Known Software Problems

  1. This release of the Oracle ODBC Driver for Rdb does not support the use of Fetch Ahead when holding cursors. Fetch Ahead is internally disabled when the hold cursors attribute is defined in the Data Source.


  2. The Oracle Rdb ODBC driver does not support the use of ODBC date and timestamp tag literals in a single statement that references columns of both VMS-style and ANSI-style date/time format data types.

    ODBC allows applications to specify date and timestamp literals using tags that vendor-specific ODBC drivers convert to a database-specific format. For example {ts '1996-06-26 20:47:50.350000'} and {d '1996-02-26'}.

    Rdb supports 2 styles of date format: the older VMS-style (DATE VMS data type) format and the newer ANSI-style (DATE ANSI and TIMESTAMP data types) format. However, SQLExecDirect has no way to know whether a particular date/time tag literal is targeted at a VMS format or an ANSI format data type. Therefore, to support date/time tag literals, SQLExecDirect first converts the tag literals to the VMS date format and tries to prepare the statement. If the prepare fails, it then converts the tags to the ANSI date format. Because the driver converts all tags to either VMS format or ANSI format, you cannot mix columns of both data types in a single statement.

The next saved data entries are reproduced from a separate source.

PR #1555, opened 2024-12-02
Reimplement the entryfile detection algorithm

andreia-oca:
Now, we are searching the package.json for a main module. If this is found in the filesystem, we are setting that as an entryfile. If the user defined and used the main file as set in package.json, we will trust he set it correctly.

Else, we are searching for patterns and set it as an entryfile.

This approach is less error-prone.

# Pull Request Template

## Type of change

-   [ ] 🍕 New feature
-   [ ] 🐛 Bug Fix
-   [ ] 🔥 Breaking change
-   [x] 🧑‍💻 Improvement

## Description

Improve the way we detect the entryfile for servers - 
1. We search for a `package.json` - if the main file is set and it exists on the file system => we set it as an entryfile
2. Else, we search for files with corresponding patterns => if we find, we set it as an entryfile.
3. If nothing matched from abode, we return a default.

Use-case: [This repository](https://github.com/socketio/chat-example/blob/main/index.js#L81) has an entryfile correctly set, but it doesn't match our patterns (uses `server.listen` instead of `app.listen`)

## Checklist

-   [ ] I have added tests;

### DIFF
--- a/src/commands/analyze/frameworks.ts
+++ b/src/commands/analyze/frameworks.ts
@@ -2,6 +2,7 @@ import { promises as fs } from "fs";
 import path from "path";
 import { EXCLUDED_DIRECTORIES, KEY_DEPENDENCY_FILES } from "./command.js";
 import { FUNCTION_EXTENSIONS } from "../../models/projectOptions.js";
+import { debugLogger } from "../../utils/logging.js";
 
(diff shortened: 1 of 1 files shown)


cristim67 (approved):
LGTM

PR #1591, opened 2024-12-10
test interface not available if no classes found

Virgil993:
# Pull Request Template

## Type of change

-   [ ] 🍕 New feature
-   [ ] 🐛 Bug Fix
-   [ ] 🔥 Breaking change
-   [x] 🧑‍💻 Improvement

## Description

Context: we want to push the users to test their functions from postman instead of our test interface because our test interface is not as robust and effective as postman. As such, the new version of the test interface will handle functions simillar to how we handle http methods and alert the user to use Postman instead. If the user doesn't have any classes then the test interface will not be available all togheter. It will be shown only if the user has a minimum of one class

## Checklist

-   [ ] I have added tests;

### DIFF
--- a/src/commands/local.ts
+++ b/src/commands/local.ts
@@ -1416,11 +1416,13 @@ function reportSuccess(projectConfiguration: ProjectConfiguration, port: number)
     }
 
     const workspaceUrl = getWorkspaceUrl(port);
-    log.info(
-        colors.cyan(
-            `Test your code at ${workspaceUrl ? workspaceUrl : `http://localhost:${port}`}/explore`,
-        ),
-    );
+    if (projectConfiguration.classes.length > 0) {
+        log.info(
+            colors.cyan(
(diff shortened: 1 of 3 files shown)


src/commands/local.ts
```diff
@@ -1416,11 +1416,13 @@ function reportSuccess(projectConfiguration: ProjectConfiguration, port: number)
...
     const workspaceUrl = getWorkspaceUrl(port);
-    log.info(
-        colors.cyan(
-            `Test your code at ${workspaceUrl ? workspaceUrl : `http://localhost:${port}`}/explore`,
-        ),
-    );
+    if (projectConfiguration.classes.length > 0) {
+        log.info(
+            colors.cyan(
+                `Test your code at ${workspaceUrl ? workspaceUrl : `http://localhost:${port}`}/explore`,
```
andreia-oca, line 1422:
```suggestion
                `Test your classes at ${workspaceUrl ? workspaceUrl : `http://localhost:${port}`}/explore`,
```

andreia-oca (approved):

PR #1594, opened 2024-12-10
[BREAKING CHANGE] Enhance genezio analyze env vars

andreia-oca:
# Pull Request Template

## Type of change

-   [ ] 🍕 New feature
-   [ ] 🐛 Bug Fix
-   [ ] 🔥 Breaking change
-   [x] 🧑‍💻 Improvement

## Description

This PR makes an improvement on reporting the environment variables to the dashboard.
Now every set of environment variables is mapped to the corresponding component.
The mapping is done using the `path` which must be the same for the component and for the `.env.example` file.

```
export type FrameworkReport = {
    backend?: BaseComponent[];
    frontend?: BaseComponent[];
    ssr?: BaseComponent[];
    services?: FrameworkReportService[];
};

export type BaseComponent = {
    component: string;
    path?: string;
    environment?: ProjectEnvironment[];
};
```

This is a breaking change for the frontend because it updates the objects passed to the dashboard - this PR should be merged with it's companion on the frontend side (wip).

The environment variables are retrieved and set using an OpenAI agent, if that's not available (no OpenAI key found), the fallback is to parse and load each `.env.example` as it is (with keys and potentially default values).

## Checklist

-   [ ] I have added tests;

### DIFF
--- a/src/commands/analyze/command.ts
+++ b/src/commands/analyze/command.ts
@@ -261,6 +261,9 @@ export async function analyzeCommand(options: GenezioAnalyzeOptions) {
                 {
                     path: componentPath,
                     packageManager: getPackageManager().command as PackageManagerType,
+                    environment: mapEnvironmentVariableToConfig(
+                        resultEnvironmentAnalysis.get(componentPath)?.environmentVariables,
+                    ),
                     scripts: {
                         deploy: [`${getPackageManager().command} install`],
                     },
@@ -268,7 +271,10 @@ export async function analyzeCommand(options: GenezioAnalyzeOptions) {
                 SSRFrameworkComponentType.nestjs,
             );
             frameworksDetected.ssr = frameworksDetected.ssr || [];
-            frameworksDetected.ssr.push("nest");
+            frameworksDetected.ssr.push({
+                component: "nestjs",
+                environment: resultEnvironmentAnalysis.get(componentPath)?.environmentVariables,
+            });
             continue;
         }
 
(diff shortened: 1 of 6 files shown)


src/commands/analyze/command.ts
```diff
@@ -97,10 +99,23 @@ export enum SUPPORTED_FORMATS {
 export const DEFAULT_FORMAT = SUPPORTED_FORMATS.TEXT;
 export const DEFAULT_CI_FORMAT = SUPPORTED_FORMATS.JSON;
 
-export const KEY_FILES = ["package.json", "requirements.txt", "pyproject.toml"];
 export const KEY_DEPENDENCY_FILES = ["package.json", "requirements.txt", "pyproject.toml"];
 export const ENVIRONMENT_EXAMPLE_FILES = [".env.template", ".env.example", ".env.local.example"];
```
cristim67, line 103: can you also add `.env.sample`

src/commands/analyze/command.ts
```diff
@@ -637,6 +710,71 @@ export async function analyzeCommand(options: GenezioAnalyzeOptions) {
...
 
+async function analyzeEnvironmentFilesConcurrently(
+    envExampleFiles: Map<string, string>,
+    genezioConfig: RawYamlProjectConfiguration,
+): Promise<
+    Map<
+        string,
+        {
+            environmentVariables: ProjectEnvironment[];
+        }
```
cristim67, line 721: The return type `Map<string, { environmentVariables: ProjectEnvironment[] }> ` is repeated multiple times. Define it as a separate type for maintainability:

```
type EnvironmentAnalysisResult = Map<string, { environmentVariables: ProjectEnvironment[] }>;
```

src/commands/analyze/command.ts
```diff
@@ -637,6 +710,71 @@ export async function analyzeCommand(options: GenezioAnalyzeOptions) {
     log.info(result);
 }
 
+async function analyzeEnvironmentFilesConcurrently(
```
cristim67, line 713: Handle this edge case:

```
  if (envExampleFiles.size === 0) {
        return new Map();
    }
    
 ```

cristim67 (approved):

src/commands/analyze/command.ts
andreia-oca: Nice catch <3

PR #92, opened 2015-04-11
Fix incorrect parsing of region

geraud:


core/src/Network/AWS/Types.hs
```diff
@@ -439,8 +439,8 @@ instance FromText Region where
         "ap-southeast-2"     -> pure Sydney
         "cn-north-1"         -> pure Beijing
         "us-east-1"          -> pure NorthVirginia
-        "us-west-2"          -> pure NorthCalifornia
-        "us-west-1"          -> pure Oregon
+        "us-west-2"          -> pure Oregon
+        "us-west-1"          -> pure NorthCalifornia
```
brendanhay: Nice catch :) Thanks!

brendanhay:
:+1:

brendanhay:
Your fix has been released as part of version [0.3.4](hackage.haskell.org/package/amazonka-0.3.4) on Hackage.

geraud:
Thanks a lot for the quick turn around!

PR #97, opened 2015-04-16
Make ErrorCode optional

kim:
Motivating example:

```haskell
> runAWST aws $ sendCatch (describeStream "foo")
Right (Left (SerializerError "Kinesis" "key \"code\" not present:\n{\"__type\":\"ResourceNotFoundException\",\"message\":\"Stream foo under account XXX not found.\"}"))
```

This change would require re-generating the bindings for _every_ `amazonka-*` library. Let me know if that should be included in the PR.


brendanhay:
Seems sane, thanks.

Rule of thumb is to not include any generated (or vendored) definitions, generator output, or version bumps in the PRs as I have CI/automagickation that does this and can be considered the 'source of truth' for keeping everything in sync.

PR #103, opened 2015-05-01
Fix amazonka-ec2 to accommodate the change in type of awsErrorCode from ...

ryantrinkle:
...34ef8129264da230211145112968ce9950a0dd87


brendanhay:
Thanks for catching that! :+1:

  3. The ODBC Driver detects "ROWID" or "DBKEY" values by their names. If you rename such a column, as in the statement

      SELECT LAST_NAME, DBKEY AS FOO FROM EMPLOYEES;
    the driver will not recognize that the column is a DBKEY and will not properly present the data for the application.

Network Communications

The Oracle ODBC Driver for Rdb uses the Oracle SQL/Services client (sqsapiw.dll or sqsapi32.dll) for all network communications.

The sqsapiw.ini or sqsapi32.ini file contains optional configuration information that overrides previously set parameters. The following parameters can be overridden when set in the sqsapiw.ini or sqsapi32.ini file:

  • Transport type as set using the ODBC Administrator

  • Client logging as set in the Oracle ODBC Driver for Rdb section of the win.ini or rdbodbc.ini file.
The contents of the sqsapiw.ini or sqsapi32.ini file are commented out. If you wish to use either .ini file, you must remove the semi-colons (;) in the leftmost column of lines with no adjacent space and specify values for parameters you wish to change.